Ninety years after his death, a slain Croatian immigrant of Joliet and father of four brought together Rage Against the Machine guitarist Tom Morello, Gov. JB Pritzker, several notable politicians and hundreds of union members Thursday in Marseilles to commemorate his impact on the labor movement.
“Big Steve” Sutton lost his life when one of the non-union laborers fired a sawed-off shotgun toward a crowd of laborers protesting for local labor and better wages. There now is a plaque along Main Street near the bridge in Marseilles commemorating him.
“Let’s go back to the Great Depression,” said Mike Matejka, a community activist, who emceed the event. “People want to go out and work and people are hungry. On the Illinois River, the government sent in money to rebuild the dam and the local people were delighted for the new jobs.”
That is, until those people discovered residents from other parts of the country, who were hungry as well, were being shipped in to work on the project instead of using local labor.
“They marched down the street here to demand a job and demand prevailing wages for their community,” Matejka said. “They did not know they were walking into a massacre. They did not know that people were waiting for them with drawn guns and rifles to shoot them down.”
Twenty-one people were injured that day.
A phrase by Mother Jones, “Pray for the dead and fight like hell for the living,” was quoted several times during the event. Jones was a prominent labor activist who coordinated major strikes in the late 1800s and early 1900s, and helped found the Industrial Workers of the World labor union in 1905.
The events of July 19, 1932, led to the founding of Laborers International Union of North America Local 393, which is based in Marseilles.
Charles Stanley, a retired Ottawa Times reporter working with the Illinois State Historical Society, said Thursday that the plaque is two decades in the making thanks to the persistence of David Raikes, a retired business manager of Local 393.
“For several years, I was a reporter working out of the little storefront office here and whenever the laborers finished a public service project, David believed that a photo and story in the paper was in order and he wasn’t shy about that at all,” Stanley said. “At one point, I visited the old union hall on Lincoln Street for one of the union’s legendary fish fries and saw the wall with an old newspaper story about this 1932 confrontation.”
Raikes recited the story from memory and told Stanley he thought some kind of recognition was called for.
Pritzker, Treasurer Mike Frerichs and Comptroller Susana Mendoza had the challenge of speaking following a lively set of music from Morello, but Pritzker joked that Morello was just testing the stage by having people jump up and down on it and it withstood because it was built with good union labor.

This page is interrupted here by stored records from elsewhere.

Issue #2281, opened 2022-11-30
Update Crosswalk for AWS guides for 1.0


lukehoban:
- [x] ECS - upgrade and add languages
  - https://github.com/pulumi/pulumi-hugo/pull/2274
- [x] ECS - upgrade and add languges
  - https://github.com/pulumi/pulumi-hugo/pull/2284
- [x] API Gateway - add missing languages
- [x] EKS - add languages
  - https://github.com/pulumi/pulumi-hugo/pull/2286
- [x] ELB - upgrade to 1.0 and add all languages
  - fixes pulumi/pulumi-aws#2337
- [x] VPC - rework for 1.0 and add all languages (in progress @danielrbradley)
  - https://github.com/pulumi/pulumi-hugo/pull/2329
- [x] Index - upgrade for 1.0 and add all languages
  - https://github.com/pulumi/pulumi-hugo/pull/2328

Blog posts referencing AWSx:
- [x] https://www.pulumi.com/blog/crosswalk-for-aws-1-0/
- [x] https://www.pulumi.com/blog/crosswalk-for-aws-all-languages/
- [x] https://www.pulumi.com/blog/introducing-pulumi-crosswalk-for-aws-the-easiest-way-to-aws/
- [x] https://www.pulumi.com/blog/pulumi-universal-iac/#crosswalk-for-aws-in-all-pulumi-languages
- [ ] https://www.pulumi.com/registry/packages/aws/how-to-guides/ecs-fargate/
  - (wrongly?) filed under AWS Classic/How-to Guides

Not required:
- Autoscaling - only supported in AWSx Classic
- Cloudwatch - only supported in AWSx Classic
- IAM - says only supports TS for AWSx, but also includes other languages for plain resources, but missing Java and YAML
- Lambda - only supported in TS

lukehoban:
Changing to kind/bug since all of the remaining examples to be updated no longer work by default.

mnlumi:
Added AWSx blog posts that need to be reviewed for 1.0 updates as well.

PR #3693, opened 2023-12-01
Update the ELB and EKS pages in the AWSx docs

cnunciato:
Fixes a _bunch_ of examples and incorrect docs on this page: https://www.pulumi.com/docs/clouds/aws/guides/elb/

- [x] The Creating a Load Balancer example doesn't work at all (`alb.createListener()` is no longer a thing)
- [x] The `enableCrossZoneLoadBalancing` property no longer exists
- [x] The examples presented are only in TypeScript (though all languages are actually supported)
- [x] The Load Balancing EC2 Instance Targets example is very outdated, no longer compiles, and when refactored to fix APIs also doesn't work because the security group doesn't allow ingress, only egress
- [x] The API for creating a load balancer in a VPC went from `external` to `internal` 
- [x] There's no longer a `vpc` property on the ALB resource at all (you have to use `subnetIds` now)
- [x] The docs refer to `createListener` as well, so this needs to be removed/reworded
- [x] The `ApplicationTargetGroup` and `NetworkTargetGroup` resources no longer exist
- [x] There's no longer a `defaultAction` property, only `defaultActions`
- [x] There's no longer a `createTargetGroup` either

Also updates the https://www.pulumi.com/containers/ and https://www.pulumi.com/crosswalk/aws/ pages.

Fixes https://github.com/pulumi/docs/issues/10160.
Fixes https://github.com/pulumi/docs/issues/10230. 
Also covers some of https://github.com/pulumi/pulumi-hugo/issues/2281.


config/_default/config.yml
```diff
@@ -11,6 +11,13 @@ module:
           target: content
         - source: static
           target: static
+          excludeFiles:
```
cnunciato, line 14: This is an optimization to make `hugo server` not watch for changes to dependencies of example programs.

themes/default/content/docs/clouds/aws/guides/elb.md
```diff
@@ -108,73 +95,21 @@ To target an EC2 instance with your load balancer, you must do the following:
...
-};
-```
+{{< example-program path="awsx-load-balanced-ec2-instances" >}}
 
 After deploying this using `pulumi up`, we will have a fully functional endpoint:
 
 ```bash
-$ for i in {1..5}; do curl http://$(pulumi stack output endpoint); done
+$ for i in {1..5} ; do curl "http://$(pulumi stack output endpoint)" ; done
 Hello World, from Server 1!
```
interurban, line 110: is this suppose to 5, then 4 .. (and so on?)

interurban (approved):
just a ton of amazing work in here christian !!!

PR #3713, opened 2023-12-07
[project-file] add newly supported template fields

dschaller:
## Description
Template blocks now support optional `displayName` and `metadata` fields that are used by the console to aid in the discovery of any template (pulumi-hosted or self-hosted).

## Checklist:

### DIFF
--- a/themes/default/content/docs/concepts/projects/project-file.md
+++ b/themes/default/content/docs/concepts/projects/project-file.md
@@ -157,7 +157,7 @@ Schemas are only valid for project property keys. For setting the value of a pro
 
 | Name | Required | Description |
 | - | - | - |
-| `displayName` | optional | A user-friendly name for the template. |
+| `displayName` | optional | A user-friendly name for the template. This should follow `Title Case` format and be succinct. |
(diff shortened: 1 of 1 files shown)


themes/default/content/docs/concepts/projects/project-file.md
```diff
@@ -154,8 +157,10 @@ Schemas are only valid for project property keys. For setting the value of a pro
 
 | Name | Required | Description |
 | - | - | - |
+| `displayName` | optional | A user-friendly name for the template. |
```
lukehoban, line 160: Minor - but should we make any suggestion on format?  I think we generally are encouraging Title Case and relatively short?

lukehoban (approved):
🙌

cnunciato (changes requested):
Ok to close this PR, assuming we aren't currently planning to do this?

dschaller:
I feel like we might still want to add this but should maybe denote that it requires version>=3.95

dschaller:
@cnunciato updated - let me know what you think

cnunciato (approved):

PR #3719, opened 2023-12-07
Use local mode for program tests

cnunciato:


cnunciato:
Ah, hold a moment -- I didn't mean to check in these `go.mod.txt` files. Will remove.

scottslowe (approved):

PR #76, opened 2017-08-19
Add missing configuration options to TS type definition

shaungrady:
Missing options:

- debug
- revision
- ignorePatterns
- async


joshuap:
Thanks!

PR #87, opened 2017-12-18
Fix for Google Closure advanced compilation

rads:
We've been trying to use the `honeybadger-js` library from ClojureScript. One problem we ran into was that the Google Closure compiler was renaming the properties of the payload object before it was sent to the API.

This PR changes the payload to use quoted object properties so that Google Closure will not try to optimize it. This enables the library to work with ClojureScript without breaking any existing behavior.

### DIFF
--- a/honeybadger.js
+++ b/honeybadger.js
@@ -261,7 +261,7 @@
         return false;
       }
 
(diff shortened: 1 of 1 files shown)


monde:
thanks for the PR @rads

PR #89, opened 2018-01-05
Ensure main fn is bound to `this`

### LINKED ISSUE #88: Honeybadger + UglifyJS (with webpack) issues
Not entirely sure what's happening, but when I combine Honeybadger with UglifyJS when building with webpack, I get this error:
```
Cannot read property 'console' of undefined
```
It's in reference to `this.console` in `function log()`. I believe it's related to how the Honeybadger script replaces window.setTimeout and uses `func.apply(null, ...` -- `null` being the key issue there.

kellym:
This fixes #88. It seems that UglifyJS is running in an undefined context. This ensures that the function is bound to the current context, i.e. `window`.

### DIFF
--- a/honeybadger.js
+++ b/honeybadger.js
@@ -631,4 +631,4 @@
   });
 
   return factory;
-}));
+}.bind(this)));


kellym:
Also, I attempted to add a spec to ensure console.log was being called when debugging, but the test passed with and without this fix. I'm not entirely sure how to replicate the binding issue in testing without it being forced.

kellym:
Tests pass locally for me. I can't entirely decide if this is an issue to fix on Honeybadger's side (i.e. with this change) or if it's a problem with UglifyJS.

kellym:
Ah, so, I should've noticed this earlier. The core issue is the `use strict` statement in combination with the fact that UglifyJS is nesting the functions inside one another. 
```javascript
// For example, this is undefined here
! function a() {
  'use strict';
  console.log(this, ' is undefined');
}();

// This is essentially what the Honeybadger script is doing:
! function b() {
  'use strict';
  console.log(c(), ' is window');
}();

function c() {
  return this;
};

// and UglifyJS is converting it to this:
! function b() {
  'use strict';
  console.log((function c() {
    return this;
  })(), ' is (no longer) window');
}();
```
This seems more like a fault of UglifyJS than Honeybadger -- you're welcome you either disregard this PR or consider it as a solution to prevent context issues now and in the future.

kellym:
Can't seem to reproduce easily with UglifyJS. /shrug

kellym:
Closing based on discussion in #88.

PR #95, opened 2018-06-13
 fix(ChromeExtension): Fixed issue when this is a undefined

shahen94:
### Current Behavior

We tried to use honeybadger to send analytics for our chrome extension. But after importing this JS file we get an error `Cannot read console of undefined`.

### Expected Result

No error should be thrown.

### What I did ?

Since `this` is undefined in chrome extension's  `content script`  But `window` exists. We should check it and put it in case when this is undefined.

### DIFF
--- a/honeybadger.js
+++ b/honeybadger.js
@@ -48,7 +48,7 @@
     // Browser globals (root is window).
     root.Honeybadger = factory();
   }
-}(this, function (root) {
+}(this || window, function (root) {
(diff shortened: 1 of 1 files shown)


shahen94:
Tests are failing - But I'm not sure how to fix it, because there's no any message that indicates what could be the reason for failing

joshuap:
This should be fixed in #96. Let me know if not. Thanks!

PR #96, opened 2018-06-14
Fix continuing issues with this being undefined/undefined context

### LINKED ISSUE #94: Debug logging broken when loading via Webpack
I just noticed that when `debug: true` is enabled in the config in a Webpack project, it doens't log. It's because `root` is undefined in the `log()` function. I think this PR is probably to blame:

https://github.com/honeybadger-io/honeybadger-js/pull/92

We should make sure this is the only problem that was introduced by that PR when we fix it.

joshuap:
See the commit messages for each of the commits in this PR, which fix specific aspects of this issue. This reverts the behavior added in #88/#92 and takes a different approach.

This PR does not fix the context for `this` being undefined in certain environments inside the factory builder function (see #89); instead, it relies directly on `window` for objects which depend on `window`, rather than assuming that `this` is window inside the function. We're already using this approach elsewhere in the factory (for instance, in `Honeybadger.notify`), so I think it's fairly safe. If we need to revisit this in the future, we can do it as a whole.

This should also fix #94 and #95.

cc @geoffreak @monde @stympy @rathboma @kellym @shahen94 -- lmk what you think.

### DIFF
--- a/honeybadger.js
+++ b/honeybadger.js
@@ -28,7 +28,7 @@
   // Build the singleton factory. The factory can be accessed through
   // singleton.factory() to instantiate a new instance.
   var factory = function(){
-    var f = builder(root);
+    var f = builder();
     var singleton = f(scriptConfig);
     singleton.factory = f;
     return singleton;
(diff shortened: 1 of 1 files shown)


joshuap:
@shahen94 thanks! I am going to go ahead and merge/release this since I haven't heard from others and logging is currently broken in a number of places. I confirmed that this fixes webpack logging. If anyone runs into future issues in other enviropnments such as electron, open a new issue and we'll look into it.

“The labor movement in Illinois has deep, deep roots and [Thursday] we recommit ourselves to ensuring every workplace has strong and safe protections in place,” Pritzker told those in attendance, many of them clad in union shirts, jackets and ball caps. “We pay our respects to our union brothers and sisters who were taken from us too soon because of unjust and unsafe working conditions.”
Pritzker mentioned the Cherry Mine Disaster in neighboring Bureau County and the Ottawa Radium Girls as two labor disasters that show how necessary worker protections are.
“These were preventable losses and they sparked a cry for change that inspired us in our fight to bolster safe working conditions across the nation,” Pritzker said. “We honor the fallen as we do that work.”
Pritzker said that in November, voters in Illinois will see the workers’ rights amendment on the ballot, which would make Illinois the first state to make the right to a safe work place a constitutional one.
State Rep. Lance Yednock, D-Ottawa, is a union man, himself, as a member of Operating Engineers Local 150, and he spoke about the importance of Thursday’s event.
“Memorializing our fallen family is a bittersweet exercise,” Yednock said. “We want them to rest in peace while we ensure their memory lives on by educating kids about the historic sacrifices that were made right here in Marseilles.”
Yednock said the founding of Local 393 in Marseilles is a proud moment for the Illinois Valley because it created labor roots for the region.
“Illinois is a state with a long history of respecting workers’ rights, and the rights of people to form and join unions if they so choose,” Yednock said.
Yednock said one of his proudest moments was having his bill to ban local “right-to-work zones” (where employees at a unionized company could choose to not pay union fees if they declined to join the union) be one of the first bills signed by Pritzker when he took office in 2019. Pritzker reacted with eye contact and a smile.
Mendoza, Treasurer Frerichs and Attorney General Kwame Raoul also attended, along with Tim Drea from the Illinois AFL-CIO, and Brandon Phelps from ULLICO.